# Total curveture of simple closed curve.

• Nov 1st 2012, 01:43 PM
talisman
Total curveture of simple closed curve.
I curently have started reading differential geometry from these notes http://www.matematik.lu.se/matematik...igma/Gauss.pdf and I am trying to solve the exercise 2,7 which says:
Let the positively oriented $\gamma : \mathbb{R} \rightarrow \mathbb{R}^2$ parametrize a simple closed curve by arclength. Show that if the period of $\gamma$ is $L>0$ then the total curvature satisfies $\int\limits_0^L k(s)ds = 2 \pi$.
Any idea?
• Nov 1st 2012, 06:20 PM
chiro
Re: Total curveture of simple closed curve.
Hey talisman.

Can you use contour integration and the magnitude of said result by using the fact that the contour is a closed contour (so it will involve a 2*pi*i)?
• Nov 1st 2012, 09:21 PM
talisman
Re: Total curveture of simple closed curve.
I haven't yet learn to use contour integration.
• Nov 1st 2012, 10:59 PM
chiro
Re: Total curveture of simple closed curve.
I apologize for asking (I should have asked in the first response), but is k(s) the curvature at a parametrized s value?
• Nov 2nd 2012, 05:10 AM
talisman
Re: Total curveture of simple closed curve.
Yes.
• Nov 3rd 2012, 03:31 PM
chiro
Re: Total curveture of simple closed curve.
Try looking at definition 2.11 and using the composition of taking a circle and deforming it while still keeping the curve a closed curve.
• Nov 5th 2012, 02:57 AM
talisman
Re: Total curveture of simple closed curve.

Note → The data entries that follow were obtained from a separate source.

Issue #405, opened 2026-03-11
letter bindings aren't repeatable with Shift


litoj:
binding `i` to zoom in works as expected. Meaning holding it down keeps zooming in repeatedly. However, when a binding of a simple letter (a-z) contains the `Shift` modifier, then the binding doesn't work with the auto-repeat. It must be pressed physically multiple times. Holding it down prints the message that such combination is not bound (`Unhandled key: Shift+i`), regardless of any additional modifiers (`Ctrl/Alt/Super` etc.).

My wild guess would be that swayimg receives the event lowercase first and then uppercase on the repeated presses based on the fact that the non-letter keys must always be mapped in their shifter version when mapped with the shift modifier (on US `minus`, but with shift it is `Shift+underscore`)

RgeditV1:
working on it

RgeditV1:
@litoj the problem is that holding Shift converts the key to Caps, and 'i' is not the same as 'I'. That’s why it fails; when you hold Shift + i, it eventually registers as Shift + I, which isn't a valid keybind.

ill try to fix it

RgeditV1:
i think i got it
ill do pull request

RgeditV1:
@litoj done, but its depend of your keyboard layout, currently its working with english - international

artemsen:
Fixed in eff4a9a66e7314980bc5451672dac3652ef87376

PR #406, opened 2026-03-12
Fix Shift KEYMOD BUG

RgeditV1:
fix bugs from issue #405

- [x] now Shift won't capitalize the keys anymore.


litoj:
Do not add individual keys. That's not a portable solution. The lowercase is all that's necessary.

Thank you for looking into it.

Issue #407, opened 2026-03-13
incorrect alpha sorting


litoj:
Using `swayimg.imagelist.set_order('alpha')` I expect files to be ordered like they are in the output of all file tools I know - by the integer value of the characters. That means the order should follow the ASCII table.

However, swayimg `alpha` sorting gives precedence to letters before numbers, even though they are the other way around in the ascii table. This often makes the viewing experience confusing when opening a directory from a file manager.

RgeditV1:
the program should use ascii table for sort?

litoj:
No, the ascii table is just a good reference for what the correct order of the characters is.

RgeditV1:
> No, the ascii table is just a good reference for what the correct order of the characters is.

i think i got it

RgeditV1:
@litoj this is my output using the current alpha sort
```bash
001 /tmp/swayimg-sorttest/10.png
002 /tmp/swayimg-sorttest/1.png
003 /tmp/swayimg-sorttest/20.png
004 /tmp/swayimg-sorttest/2.png
005 /tmp/swayimg-sorttest/a.png
006 /tmp/swayimg-sorttest/b.png
007 /tmp/swayimg-sorttest/c.png
001 /tmp/swayimg-sorttest/1.png
002 /tmp/swayimg-sorttest/10.png
003 /tmp/swayimg-sorttest/2.png
004 /tmp/swayimg-sorttest/20.png
005 /tmp/swayimg-sorttest/a.png
006 /tmp/swayimg-sorttest/b.png
007 /tmp/swayimg-sorttest/c.png
--- /tmp/order-es_DO.txt        2026-03-13 10:54:35.809751130 -0400
+++ /tmp/order-C.txt    2026-03-13 10:54:35.862344226 -0400
@@ -1,7 +1,7 @@
-001 /tmp/swayimg-sorttest/10.png
-002 /tmp/swayimg-sorttest/1.png
-003 /tmp/swayimg-sorttest/20.png
-004 /tmp/swayimg-sorttest/2.png
+001 /tmp/swayimg-sorttest/1.png
+002 /tmp/swayimg-sorttest/10.png                                       +003 /tmp/swayimg-sorttest/2.png
+004 /tmp/swayimg-sorttest/20.png
 005 /tmp/swayimg-sorttest/a.png
 006 /tmp/swayimg-sorttest/b.png
 007 /tmp/swayimg-sorttest/c.png
```
ill try to use ascii as reference to implement

[...]

PR #408, opened 2026-03-13
fix alpha sort

RgeditV1:
fix for issue #407
new function compare_alpha that will work only if (!numeric)

Signed-off-by: Rgeditv1 <rgeditv1@protonmail.com>

### DIFF
--- a/src/imagelist.cpp
+++ b/src/imagelist.cpp
@@ -15,7 +15,28 @@
 #include <string>
 
 /**
- * Comparison of two localized strings.
+ * Comparison of two strings using ASCII table order (byte-wise).
+ * @param l,r strings to compare
+ * @return compare result
+ */
+static int compare_alpha(const std::string& l, const std::string& r)
+{
+    const size_t n = std::min(l.size(), r.size());
+    for (size_t i = 0; i < n; ++i) {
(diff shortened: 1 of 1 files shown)


src/imagelist.cpp
```diff
@@ -62,11 +83,9 @@ static int compare_strings(const std::string& l, const std::string& r,
             ls.erase(0, ldend);
             rs.erase(0, rdend);
         }
+        return cmp;
     }
-
-    return cmp;
 }
-
```
litoj: Please add this empty line back. It separates the two methods.

Other than that, it looks great. The comparison could still be optimized a little further, but it certainly does the comparison correctly now.

Thanks!

RgeditV1: oky brother, hope this get merge

artemsen:
Sorry, I rushed the merge.
I reverted this commit because it breaks the sorting functionality.
When using international characters and UTF, the ASCII approach does not work.
For example, in Cyrillic, the alphabet sequence `е-ё-ж` doesn't correspond to the UTF sequence, and comparing character codes in this case is impossible. This is why complex constructs with std::locale and std::collate are used here, rather than just comparing chars.

Issue #409, opened 2026-03-14
Window background color is ignored in slideshow mode


mallniya:
**Describe the bug**
Window background color (`viewer.window` in config) works fine in viewer mode, but ignored in slideshow mode: it's always blurred current image on the background. Switching mode to viewer on the fly does activate color from `viewer.window`.

**To Reproduce**
Steps to reproduce the behavior, for example:
1. Set `viewer.window` to arbitrary color
2. Start `swayimg -l photo.jpg`
3. See blurred background image, NOT expected selected color
4. Press `Enter` to enter viewer mode
5. See selected color in background

**Version:**
4.6

RgeditV1:
ok, i think is for this line

```bash
Slideshow::Slideshow()
{
    // default settings

    set_history_limit(0);
    //set_window_background(Background::Auto);  //Here
    default_scale = Scale::FitWindow;

    text_scheme[static_cast<size_t>(Text::TopLeft)] = { "{name}" };

    bind_input(InputKeyboard { XKB_KEY_s, KEYMOD_NONE }, []() {
        Application::self().set_mode(Application::Mode::Viewer);
    });
}
```

its force to use background blur and not the custom color

RgeditV1:
@mallniya
Do you want swayimg to prioritize your init.lua script for the viewer/slideshow background?
 some like this?

of course you can set another color and will work
by default use black color, but in doing some changes

<img width="935" height="533" alt="Image" src="https://github.com/user-attachments/assets/c0ba51ed-7138-4e0c-a8a5-969f9cc25a2b" />
<img width="681" height="714" alt="Image" src="https://github.com/user-attachments/assets/a8e9b0b5-df1f-4052-933c-1072b8ec890d" />

artemsen:
> Window background color (`viewer.window` in config) works fine in viewer mode, but ignored in slideshow mode

Slideshow settings are stored in the `slideshow` section. Use `slideshow.window`.

PR #411, opened 2026-03-15
fix: remove hardcoded Background::Auto override in Slideshow constructor

RgeditV1:
issue #409  

The Slideshow constructor was unconditionally calling
set_window_background(Background::Auto), which forced the slideshow
mode to always display a blurred/mirrored background regardless of
user configuration. Since Slideshow and Viewer are separate singletons,
any window background color set via swayimg.viewer.set_window_background()
only affected the Viewer instance, while the Slideshow instance always
reverted to Background::Auto.
 
By removing this hardcoded override, the Slideshow now inherits the
default window background from its Viewer base class (solid black),
and respects user-configured background settings applied through
swayimg.slideshow.set_window_background().

The CI build failed due to a clang/glib compatibility issue in src/formats/svg.cpp (C2y extensions error), which is unrelated to my changes in src/slideshow.cpp, i just delete a line

### DIFF
--- a/src/slideshow.cpp
+++ b/src/slideshow.cpp
@@ -17,7 +17,6 @@ Slideshow::Slideshow()
     // default settings
 
     set_history_limit(0);
-    set_window_background(Background::Auto);
     default_scale = Scale::FitWindow;
 
     text_scheme[static_cast<size_t>(Text::TopLeft)] = { "{name}" };


artemsen:
1. The bug you're trying to fix is ​​related to an old version 4.6.
2. This isn't a bug, but a misconfiguration.
3. Everything works as designed, slideshow has own settings that slightly differs from viewer.

artemsen:
> The CI build failed due to a clang/glib compatibility issue in src/formats/svg.cpp

Yeah, librsvg problem, I'll fix it.

Issue #414, opened 2026-03-15
text layer doesn't update after adding files


litoj:
currently, when files get added the info line that shows the total files still stays at its original value until the image is changed.

test config:
```lua
swayimg.text.set_timeout(0)
swayimg.imagelist.enable_adjacent(false)
swayimg.viewer.set_text('topright',{'{list.total}'})
swayimg.on_initialized(function()
  swayimg.imagelist.add(swayimg.viewer.get_image().path:match'.+/')
end)
```

1. Open swayimg with a particular image (not folder) in a folder where multiple images are present.
2. observe the topright corner still says 1

RgeditV1:
what u think about add an "Auto-discovery" if you force to use adjacent to false

RgeditV1:
i got it

PR #415, opened 2026-03-16
fix: refresh list.total count when images are added

RgeditV1:
# From issue #414

## The Problem
When opening a single image with `adjacent` file scanning disabled (the default or via `swayimg.imagelist.enable_adjacent(false)`), the `ImageList` is initialized with a size of **1**. 

If a Lua script subsequently adds more images to the list using `swayimg.imagelist.add()`, the internal `ImageList` grows correctly, but the **Viewer's UI state remains stale**. The text overlay continues to display `1/1` because the Viewer has not been notified to re-index its current position within the now-larger list.

### The Solution
This PR ensures that when a `FileCreate` event is processed (which is triggered by Lua's `add` function), the Viewer performs a "re-sync". 

By calling `open_file` with the currently displayed image entry, we force the Viewer to:
1. Re-scan the updated `ImageList`.
2. Locate the current image's new index.
3. Updat

https://github.com/user-attachments/assets/161b9b02-d63a-4640-85fd-50dbc3de41a6

### DIFF
--- a/src/application.cpp
+++ b/src/application.cpp
@@ -460,6 +460,10 @@ void Application::handle_event(const AppEvent::FileCreate& event)
     } else {
         entries = il.add(event.path);
     }
+    if (active_mode == Mode::Viewer) {
+        const ImageEntryPtr current = Viewer::self().current_entry();
+        Viewer::self().open_file(ImageList::Dir::First, current);
+    }
     for (auto& it : entries) {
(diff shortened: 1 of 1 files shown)


litoj:
We need to also refresh list.index - sorting could alter its position.

RgeditV1:
> We need to also refresh list.index - sorting could alter its position.

im lost with that :C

I found it like this: becuase $\gamma$ is parametrize by arclength then $\parallel T(s) \parallel =1, \forall s$, that means that $T(s)$ can be written as $T(s)=(cos \theta (s) , sin \theta (s))$, where $\theta (s)$ is the angle beetwen $T(s)$ and $e_{1} = (1,0)$, then because $\parallel T(s) \parallel =1$ we have that $N(s)= \frac{ \dot{T(s)} }{\parallel \dot{T(s)} \parallel}$. we get $k(s)=\langle \dot{T(s)} ,N(s) \rangle = \theta '(s)$ and we get the result we want.